Should I just be all right, like Cheryl had said? I wondered as I danced with her, held her warm young body close. Not hope for this to fix me, make me the way I was before? Not care that I was seeing—and I was—double, triple, multiple again? That one song sounded like the other? And should I not even worry—that was what really got to me, despite the drinks I’d had—that others apparently didn’t care either?
I had to end it—had to find the truth.
So when the number ended I led Cheryl to an unused bedroom, closed the door.
“…Want to?” she sighed, still moving to the music—then almost absentmindedly slipping out of her top, her bra. She reached out, put my hands on her small firm breasts.
“Yes…”
It was fine at first. I responded normally…her smooth white body moved under me…we began to build…it was special. But then…
She changed.
“Ahh…” And suddenly she was my first woman, back in college…

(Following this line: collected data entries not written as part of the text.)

PR #509, opened 2026-04-01
feat(chat): MCP tool call loop, engine status timeline, and UI polish

rayone:
## Problem

The built-in chat UI (`/admin/chat`) silently dropped responses when a model decided to call an MCP tool. `streamResponse` only handled `delta.content` and `delta.reasoning_content` — on `finish_reason: tool_calls` there was no content delta, so `streamingContent` stayed empty and nothing was pushed to the message list.

### MCP tool call loop
- Accumulate `delta.tool_calls` chunks during streaming (OpenAI chunked format, keyed by `index`)
- On `finish_reason: tool_calls`: push a hidden `assistant` message with `tool_calls`, execute all tools **in parallel** via `POST /v1/mcp/execute`, push hidden `tool` result messages, then recurse into `streamResponse` so the model receives full tool context and streams a final answer
- Depth limit via `MAX_TOOL_DEPTH = 10` constant; abort guard before recursion respects user clicking Stop
- 30s per-tool timeout (`AbortSignal.timeout` + `AbortSignal.any`), HTTP error detection on non-2xx responses
- Bookkeeping `assistant`/`tool` protocol messages hidden from display via `_ui: false`
- Simplified `messagesForApi` to a single filter+map pass that preserves `tool_calls` and `tool_call_id` fields

### Engine status timeline
- Prefill progress poller (polls `/admin/api/stats` every 500ms): shows `Prefilling N%` → `Generating`
- Per-tool timing logged on completion/failure with check/error icons and elapsed time
- Collapsible timeline panel (activity icon toggle in message header) — entries persist on the completed message and can be expanded post-completion
- Live status line (`Starting` / `Prefilling` / `Generating` / `Calling tool…`) with animated dots, rendered below the timeline entries

### Reasoning bubble
- `reasoning_content` deltas accumulate live in a collapsible `Thinking…` bubble rendered as markdown
- Collapses to `Thinking` (no ellipsis) once final content arrives

### Bug fixes
- Response box no longer disappears on reasoning-only or empty responses — always push an assistant message on stream completion
- Timeline toggle works consistently after content arrives — removed `!finalContent` guard that blocked the panel
- Alpine reactivity for `_perfLog`: `messages.splice(i, 1, { ...msg, ...patch })` instead of direct property assignment so Alpine detects the change and re-renders the toggle button

## Files changed

| File | Change |
|---|---|
| `omlx/admin/templates/chat.html` | MCP loop, status timeline, thinking bubble, bug fixes |
| `tests/test_chat_tool_call.py` | New file — 18 tests |

## Testing

```
pytest tests/test_chat_tool_call.py -v   # 18 passed
```

Manually verified with Qwen3.5-9B-MLX-4bit + simultaneous filesystem and Tavily MCP servers on macOS (Apple Silicon).

## Checklist

- [x] Feature branch from `main`
- [x] Tests added and passing
- [x] `SPDX-License-Identifier: Apache-2.0` present in new Python file
- [x] Code style matches project conventions
- [x] `pyproject.toml` unchanged — no new dependencies

### DIFF
--- a/omlx/admin/templates/chat.html
+++ b/omlx/admin/templates/chat.html
@@ -468,7 +468,14 @@
                 </div>
             </div>
 
-            <div class="w-10"></div>
+            <button @click="systemPromptDraft = systemPrompt; showSystemPromptModal = true"
+                    class="p-2 hover:bg-surface-muted rounded-lg relative"
+                    style="color: var(--text-primary);"
+                    :title="window.t('chat.system_prompt.title')">
+                <i data-lucide="settings" class="w-5 h-5"></i>
+                <span x-show="systemPrompt.trim()" x-cloak
+                      class="absolute top-1 right-1 w-2 h-2 bg-accent rounded-full"></span>
+            </button>
         </header>
 
         <!-- Messages Area -->
@@ -492,7 +499,7 @@
             <!-- Messages -->
             <div x-show="messages.length > 0" class="max-w-4xl mx-auto px-4 py-6 space-y-4">
                 <template x-for="(msg, index) in messages" :key="index">
-                    <div class="message-fade-in" x-show="msg._ui !== false">
+                    <div class="message-fade-in">
                         <!-- User Message -->
                         <div x-show="msg.role === 'user'" class="flex justify-end">
                             <div class="user-message">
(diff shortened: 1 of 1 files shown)


jundot:
Nice work on this. The MCP tool loop, status timeline, and thinking bubble are all solid additions. I verified the endpoint contracts (`/v1/mcp/tools`, `/v1/mcp/execute`, `//admin/api/stats`) and everything lines up. Security-wise, all new `x-html` bindings properly go through `DOMPurify.sanitize(marked.parse())` so no XSS concerns.

I found a couple of small bugs that i'll fix in a follow-up commit after merging:

1. **Hidden messages visible in UI**: assistant messages with `_ui: false` (the tool_calls bookkeeping turns) still show as empty bubbles because the template only checks `msg.role === 'assistant'`. Adding `&& msg._ui !== false` to the `x-show` on line 555 fixes it.

2. **Stray `</think>` on abort**: the abort handler still appends `</think>` to `streamingContent`, but reasoning now accumulates in `streamingThinking` separately. If a user clicks Stop during thinking, a literal `</think>` can appear in the visible content.

Nothing blocking, merging now.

“Ahh…” Then the hot, dark-haired one I’d almost married…
“Ahh…” Then the redhead from Personnel…
“Ahh…” Then last year’s steady…
“Ahh…” And what was worse, they started to blend.
And worse yet, for a moment there at the end:
I saw that her face…was mine.
In the end, probably, downhill is the best way. So I just lay there beside her—whoever she was, or I—like I was dead. Longing for another time, maybe—a time of variety. But—in that post-sex peace that was different now, because I was “all right” in a way I’d never imagined—not really longing for much.
Because I’d found the truth.
And her words—though I welcomed their final blessing, or was resigned to their curse—only confirmed it.
“Well, now you know,” Cheryl said—superior yet generous, rising to stroke my forehead, my chest. “Sometimes it takes a while.”
She smiled. “Me, I’m lucky—learned it right away. But don’t feel too bad—gosh, there are people twice your age, that still don’t see it.”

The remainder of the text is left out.